Overlord publishes Kafka Indexing Service segment with used=0 in metadata

druid release version: 0.10.0

In the data source there was only segments created by KIS at first and everything worked fine.

The data ingested by KIS is mostly linear but sometimes we get new events in the past. In this instance KIS was properly allocating new shard with time interval in the past and the shard was being published by the overlord, coordinator would pick it up. Everything worked smoothly although there were many shards created for each segment interval.

To mitigate the problem with many shards we have reingested the data with the simple indexer tasks e.g:


{

"type": "index",

"spec": {

"dataSchema": {

"dataSource": "foo",

"parser": {

"type": "string",

"parseSpec": {

"format": "json",

"timestampSpec": {

"column": "timestamp",

"format": "auto"

},

"dimensionsSpec": {

"dimensions": [],

"dimensionExclusions": [],

"spatialDimensions": []

}

}

},

"metricsSpec": [

{

"type": "count",

"name": "rows"

}

],

"granularitySpec": {

"type": "uniform",

"segmentGranularity": "DAY",

"queryGranularity": "NONE",

"intervals": ["2017-05-01T00:00:00.000Z/2017-05-12T00:00:00.000Z"]

}

},

"ioConfig": {

"type": "index",

"firehose": {

"type": "ingestSegment",

"dataSource": "foo",

"interval": "2017-05-01T00:00:00.000Z/2017-05-12T00:00:00.000Z"

},

"appendToExisting": false,

"skipFirehoseCaching": false

},

"tuningConfig": {

"type": "index",

"targetPartitionSize": 5000000,

"maxRowsInMemory": 75000,

"buildV9Directly": true,

"forceExtendableShardSpecs": true,

"reportParseExceptions": true

}

}

}

The old segments (2017-05-01/2017-05-20) was reingested and now instead of hundreds shards per segments we have nice and new 1 partition segments.

Everything was fine until the Kafka Indexing Service started running again.

The problem is that everytime KIS is publishing new shard allocated in the time interval that the above index task has reingested segments the following happens:

The overlord allows the new shard to be created, then when the shard is ready overlord publishes it BUT sets used=0 in metadata for the new segment entry in druid_segments instead of used=1.

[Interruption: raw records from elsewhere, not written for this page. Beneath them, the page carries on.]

PR #1718, opened 2022-07-25
Re-enable more forest_ipld json tests

### LINKED ISSUE #1713: Restore the IPLD walk tests
**Issue summary**

The `forest_ipld` crate has a set of test vectors for querying IPLD documents but the tests are currently disabled. The `submodules_tests` feature flag isn't appropriate for the IPLD tests and should be removed from `ipld/tests/walk_tests.rs`. This module has not been compiled in quite a while so some elbow grease may be needed.

lemmih:
**Summary of changes**
- Re-enable walk tests.
- Re-enable selector explore tests.
- Get rid of `json` feature flag. We always want JSON support.

Closes #1713 


tyshko5 (approved):

ipld/tests/ipld-traversal-vectors/selector_explore.json
```diff
@@ -11,7 +11,7 @@
         "explore": [
             {
                 "ipld": null,
-                "path_segment": 0
+                "path_segment": "0"
```
LesnyRumcajs, line 14: Seems like we had a breaking and suboptimal change (representing numbers in with strings). Are you sure we want to carry on with this?

lemmih: We previously allowed both strings and integers and then converted them on the fly (both from string to integer and integer to string). Disallowing integer values doesn't make it any less or more typed than before, imo.

LesnyRumcajs: Why do we want to disallow them? Wouldn't it be less flexible? I could imagine a client that "optimizes" its calls a bit that would then need to change.

lemmih: They're disallowed in `libipld`. We have to roll our own code to allow integers as path segments. Given that it doesn't actually buy us any additional type safety (I'm ready to be shown wrong on this, btw), I don't think having a custom implementation of path segments is worth it.

LesnyRumcajs: Ah, ok. If the upstream disallows them then all good. Perhaps someone will issue a special feature request in the future if this flexibility is needed.

LesnyRumcajs (approved):

PR #1725, opened 2022-07-26
Enable cargo-spellcheck for blockchain/chain_sync

### LINKED ISSUE #1687: Enable `cargo-spellcheck` for `blockchain/chain_sync`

The effect is that the KIS task waits for the coordinator handoff, but the coordinator does not see the new shard because used=0. Hence the KIS task waits forever.

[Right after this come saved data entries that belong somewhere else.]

PR #1735, opened 2022-07-27
IaC: Service for creating and uploading calibnet snapshots

### LINKED ISSUE #1694: Periodical calibnet snapshot upload
**Issue summary**

The goal is to get a stream of up-to-date calibnet snapshots. Steps:

This should be done on a continuous sync testing machine.

- [ ] Once per day, upload a snapshot (a car file) to DO "Spaces".
  - [ ] Tag the snapshot with date and epoch.
  - [ ] Keep only `N` snapshots in the DO space (how many? 1? 5? 10? 1 per week? 1 per month?).

~~- [ ] Once the setup works, duplicate for `mainnet`.~~ This may be too heavy on the Spaces, if we want to have archival mainnet snapshots we can use Volumes. To re-consider.

https://www.digitalocean.com/blog/introducing-spaces-object-storage

lemmih:
**Summary of changes**
- Add script for initializing a service that automatically uploads calibnet snapshots to Digital Ocean and reports failures to slack.
- Decided not to use terraform due to the complexity.
- The infrastructure consists of a single boot script that is run on a server with docker installed. The bootscript takes care of all other dependencies and automatically updates itself via watchtower.

Closes #1694 


scripts/snapshot_check/docker-compose.yml
```diff
@@ -0,0 +1,55 @@
...
+    environment:
+      - SLACK_HOOK
+    command:
+      - |
+        apt-get install -y curl
+
+        report() {
+          curl -X POST -H 'Content-type: application/json' --data "{\"text\":\"❌  $FOREST_HOSTNAME snapshot export failure!\"}" "$$SLACK_HOOK"
+        }
+        trap 'report' ERR
```
LesnyRumcajs, line 24: to my understanding, this will indeed call `report()` in case of an error but then it will happily continue execution anyway, no? Shouldn't it be rather `report_and_die` with an exit?

scripts/snapshot_check/run_service.sh
```diff
@@ -0,0 +1,47 @@
...
+
+set -e
+
+S3_FOLDER=$BASE_FOLDER/s3
+
+echo "service script"
+
+error=0
+
+check_env () {
```
LesnyRumcajs, line 11: This function definitely deserves an extensive documentation on what it does. :)

scripts/snapshot_check/run_service.sh
```diff
@@ -0,0 +1,47 @@
...
+function cleanup {
+  echo "unmounting s3 folder"
+  fusermount -u -q "$S3_FOLDER"
+}
+trap cleanup EXIT
+s3fs forest-snapshots "$S3_FOLDER" \
+    -o url=https://fra1.digitaloceanspaces.com/ \
+    -o allow_other
+
+docker-compose up
```
LesnyRumcajs, line 47: I kind of find it more robust to `docker-compose up --build --force-recreate`, but it may be fine here

scripts/snapshot_check/run_service.sh
```diff
@@ -0,0 +1,47 @@
+#!/bin/bash
+
+set -e
+
+S3_FOLDER=$BASE_FOLDER/s3
+
+echo "service script"
```
LesnyRumcajs, line 7: probably a more meaningful message would be useful

LesnyRumcajs (changes requested):
I believe we need a strategy to not store all calibnet snapshots. In a year or so the total amount of those calibnet snapshots (given we'll be producing two a day) will amass to around 3TB. Are we fine with paying that (given current price it shouldn't be a lot, but it's still wasty)? Or should we rather store those with different granularity, e.g. once a month pick only one snapshot from each week, and obliterate the rest?

scripts/snapshot_check/Dockerfile
```diff
@@ -0,0 +1,13 @@
+FROM ubuntu:22.10
```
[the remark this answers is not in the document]
lemmih: I tried with `debian:buster-slim` but the version of `s3fs` was too old. :(

scripts/snapshot_check/docker-compose.yml
```diff
@@ -0,0 +1,55 @@
...
+        target: ${BASE_FOLDER}
+    entrypoint: ["/bin/bash", "-c"]
+    environment:
+      - SLACK_HOOK
+    command:
+      - |
+        apt-get install -y curl
+
+        report() {
+          curl -X POST -H 'Content-type: application/json' --data "{\"text\":\"❌  $FOREST_HOSTNAME snapshot export failure!\"}" "$$SLACK_HOOK"
```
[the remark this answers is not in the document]
lemmih: Making file available through docker-in-docker is a pain in the butt, though. I wonder if there's a simple way for container to use files from another container without sharing a volume.

scripts/snapshot_check/docker-compose.yml
lemmih: I thought it would die after reporting. My bash-fu is weak so it can't hurt to make sure.

LesnyRumcajs:
```bash
#!/bin/bash

report() {
  echo 'fiasco!'
}
trap 'report' ERR

if [ $# -eq 0 ]; then
  echo "begin"
  rmdir see-no-evil
  echo "carry on my wayward soooon"
fi
```
```
❯ bash tst.sh
begin
rmdir: failed to remove 'see-no-evil': No such file or directory
fiasco!
carry on my wayward soooon
```

lemmih: Ah, right. I'm missing the `set -e`. With that at the top, your example exits after the first error.

scripts/snapshot_check/run_service.sh
```diff
@@ -0,0 +1,46 @@
...
+# 2. Run forest script with docker-compose.
+
+## Setup s3
+mkdir --parents "$S3_FOLDER"
+function cleanup {
+  echo "unmounting s3 folder"
+  fusermount -u -q "$S3_FOLDER"
+}
+trap cleanup EXIT
+s3fs forest-snapshots "$S3_FOLDER" \
```
LesnyRumcajs, line 42: these are a bit specific, would be nice to put them as an env variable

LesnyRumcajs (approved):
@lemmih sorry for a picky review, having worked a bit with shell scripts I'm just concerned about the maintainability of them. Feel free to address the comments or not, if you believe it's not worth the hassle and I'm just pedantic or grumpy today. :)

scripts/snapshot_check/docker-compose.yml
```diff
@@ -0,0 +1,55 @@
...
+        }
+        trap 'report' ERR
+
+        cd $BASE_FOLDER
+        RECENT_SNAPSHOT=s3/calibnet/`ls -Atr1 s3/calibnet/ | tail -n 1`
+        forest --encrypt-keystore false --metrics-address 0.0.0.0:6116 --chain calibnet --import-snapshot $${RECENT_SNAPSHOT} &
+        
+        sleep 1200 # Wait for the RPC endpoint to be available.
```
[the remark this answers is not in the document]
lemmih: Once the `--detach` flag is available, the sleep can be removed and no periodic checks are necessary.

tyshko5 (approved):

LesnyRumcajs:
Random idea, it'd be useful to store the checksum as well (like for mainnet snapshots on AWS). Random file corruption occurred when I tried to upload large files into DO Spaces, so it'd be nice to have some checks.

scripts/ruby_common/docker_utils.rb
```diff
@@ -0,0 +1,12 @@
+# frozen_string_literal: true
```
LesnyRumcajs, line 1: this seems to be a copy from https://github.com/ChainSafe/forest/tree/main/scripts/sync_check/src, should we re-use it?

scripts/ruby_common/slack_client.rb
```diff
@@ -0,0 +1,49 @@
+# frozen_string_literal: true
```
LesnyRumcajs, line 1: this seems to be a copy from https://github.com/ChainSafe/forest/tree/main/scripts/sync_check/src, should we re-use it?

scripts/ruby_common/daily_snapshot.rb
```diff
@@ -0,0 +1,64 @@
+# frozen_string_literal: true
+
+require_relative 'slack_client'
+require_relative 'docker_utils'
+require 'rubygems'
+require 'logger'
+require 'fileutils'
+require 'active_support/time'
```
LesnyRumcajs, line 8: It's quite a big one, coming with Ruby on Rails. What's stopping us from using standard time?

scripts/ruby_common/daily_snapshot.rb
```diff
@@ -0,0 +1,64 @@
...
+
+# Create log directory
+FileUtils.mkdir_p LOG_DIR
+
+loop do
+  client = SlackClient.new CHANNEL, SLACK_TOKEN
+
+  # Find the snapshot with the most recent modification date
+  LATEST = Dir.glob("#{BASE_FOLDER}/s3/#{CHAIN_NAME}/*").max_by {|f| File.mtime(f)}
+
```
LesnyRumcajs, line 38:
```suggestion
```

scripts/ruby_common/daily_snapshot.rb
```diff
@@ -0,0 +1,64 @@
...
+
+  # Check if the date of the most recent snapshot is today
+  if Time.new.strftime('%F') == File.stat(LATEST).mtime.strftime('%F')
```
LesnyRumcajs, line 41: converting to `Date` and comparing would be a bit more readable than `%F`s. You can use `.to_date` method of `Time`.

scripts/ruby_common/daily_snapshot.rb
```diff
@@ -0,0 +1,64 @@
...
+
+CHAIN_NAME = ARGV[0]
+raise 'No chain name supplied. Please provide chain identifier, e.g. calibnet or mainnet' if ARGV.empty?
+
+# Current datetime, to append to the log files
+DATE = Time.new.strftime '%FT%H:%M:%S'
+LOG_EXPORT = "#{LOG_DIR}/#{CHAIN_NAME}_#{DATE}_export"
+
+# Create log directory
+FileUtils.mkdir_p LOG_DIR
```
LesnyRumcajs, line 31: not sure if it's needed if the LOG_DIR is CWD

scripts/ruby_common/daily_snapshot.rb
```diff
@@ -0,0 +1,64 @@
+# frozen_string_literal: true
+
+require_relative 'slack_client'
+require_relative 'docker_utils'
+require 'rubygems'
+require 'logger'
+require 'fileutils'
+require 'active_support/time'
+
+# Retrieves an environmental variable, failing if its not set or empty.
```
LesnyRumcajs, line 10: This method could probably be put in a separate file for re-use

scripts/ruby_common/daily_snapshot.rb
```diff
@@ -0,0 +1,64 @@
+# frozen_string_literal: true
+
+require_relative 'slack_client'
+require_relative 'docker_utils'
+require 'rubygems'
```
LesnyRumcajs, line 5: why do we need this?

scripts/daily_snapshot/upload_snapshot.sh
```diff
@@ -0,0 +1,30 @@
+#!/bin/bash
+
+# If Forest hasn't synced to the network after 30 minutes, something has gone wrong.
+SYNC_TIMEOUT=30m
+
+CHAIN_NAME=$1
+NEWEST_SNAPSHOT=$2
```
LesnyRumcajs, line 7: shall we have a guard clause, failing early if arguments are not provided?

LesnyRumcajs (changes requested):

scripts/ruby_common/docker_utils.rb
lemmih: Yes, I'd like the two services to share the ruby files. Not sure how to do it in this PR, though. Was gonna update `sync_check` in a different PR. Is there a sensible way to re-organize the code in this PR?

scripts/ruby_common/daily_snapshot.rb
lemmih: Apparently it is required by `sleep(1.hour)`. Is there a way to sleep for an hour without using that gem?

scripts/ruby_common/docker_utils.rb
LesnyRumcajs: I believe putting the Dockerfiles in parent, i.e. `scripts/` or making them use it as the context would allow playing with `require_relative` without many issues.

lemmih: That would mean changing (or refactoring) the files in `sync_check`, right? I wary about doing that in this PR as I'm not confident that I won't break anything.

LesnyRumcajs: Yes. Otherwise you could depend on files in `sync_check`, but that wouldn't be much better. Feel free to change it inside `sync_check, then I can give you a hand at validating whether it doesn't break anything. Are you fine with that?

lemmih: I'm using `../ruby_common` as a bind in docker-compose. Not sure if that is allowed.

LesnyRumcajs: I'll check it out.

LesnyRumcajs: @lemmih In sync check compose, I added the common Ruby files to Ruby PATH, it should be fine now. I also moved the `sync_check.rb` back to `sync_check/`. Is it fine for you?

LesnyRumcajs (approved):

scripts/ruby_common/docker_utils.rb
lemmih: Absolutely. It didn't belong in `ruby_common` but I didn't know how else to get the imports to work.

If I go to SQL console and do update druid_segments set used=1 where id='ID_OF_THE_NEW_SEGMENT_SHARD' the coordinator handoffs the new shard, KIS task ends and everything gets back to normal.

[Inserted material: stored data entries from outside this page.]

PR #2529, opened 2023-02-09
fix cargo warnings from workspace default features not set

LesnyRumcajs:
## Summary of changes

- fix the warnings generated for `cargo build` and others after the toolchain bump.

> When specifying a workspace dependency it is not obvious, and rather surprising that, not specifying default-features = false in the workspace dependency, means that any default-features = false is ignored in any member crate.

> This I assume is because the features of workspace dependencies are additive, and by not specifying default-features = false, the default features are automatically and always enabled.

https://github.com/rust-lang/cargo/issues/11329#issue-1434113367

Closes 

## Change checklist

### DIFF
--- a/Cargo.toml
+++ b/Cargo.toml
@@ -77,7 +77,7 @@ derive_builder = "0.11"
 dialoguer = "0.10.2"
 digest = "0.10.5"
 directories = "4.0.1"
-filecoin-proofs-api = "12.0"
+filecoin-proofs-api = { version = "12.0", default-features = false }
 flume = "0.10"
 fs_extra = "1.2"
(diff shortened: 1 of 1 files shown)


hanabi1224 (approved):

lemmih (approved):

hanabi1224:
Not sure if it's worth the effort to add the check to the ruby script

LesnyRumcajs:
> Not sure if it's worth the effort to add the check to the ruby script

I don't think so. The warning implies that it may become a hard error in the future, plus everyone compiling Forest will immediately see it anyway.

PR #2534, opened 2023-02-10
tinker js lint

LesnyRumcajs:
## Summary of changes

- 

Closes 

## Change checklist


.github/workflows/js-lint.yml
```diff
@@ -0,0 +1,36 @@
...
+        uses: actions/setup-node@v1
+        with:
+          node-version: 16
+
+      # ESLint and Prettier must be in `package.json`
+      - name: Install Node.js dependencies
+        run: npm ci
+
+      - name: Run linters
+        uses: wearerequired/lint-action@v2
```
hanabi1224, line 32: Different packages may use different build/lint rules, better to manage CI in a mono repo way using tools like `lerna`.
a reference setup from mina: https://github.com/ChainSafe/mina-rs/blob/main/.github/workflows/build-and-test.yml#L215

LesnyRumcajs: I like it, thanks!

But WHY is the overlord publishing this new shard with used=0 in metadata?

Is this a bug or a feature that can be somehow disabled/changed from overlord settings?

It sounds like you’re hitting https://github.com/druid-io/druid/pull/4257 – you should be OK if you pull that patch back. The fix’ll be part of 0.10.1.

Great, that was it. I’ve applied the patch to 0.10.0 branch and recompiled it, now the segments are published correctly. Thanks a lot!!!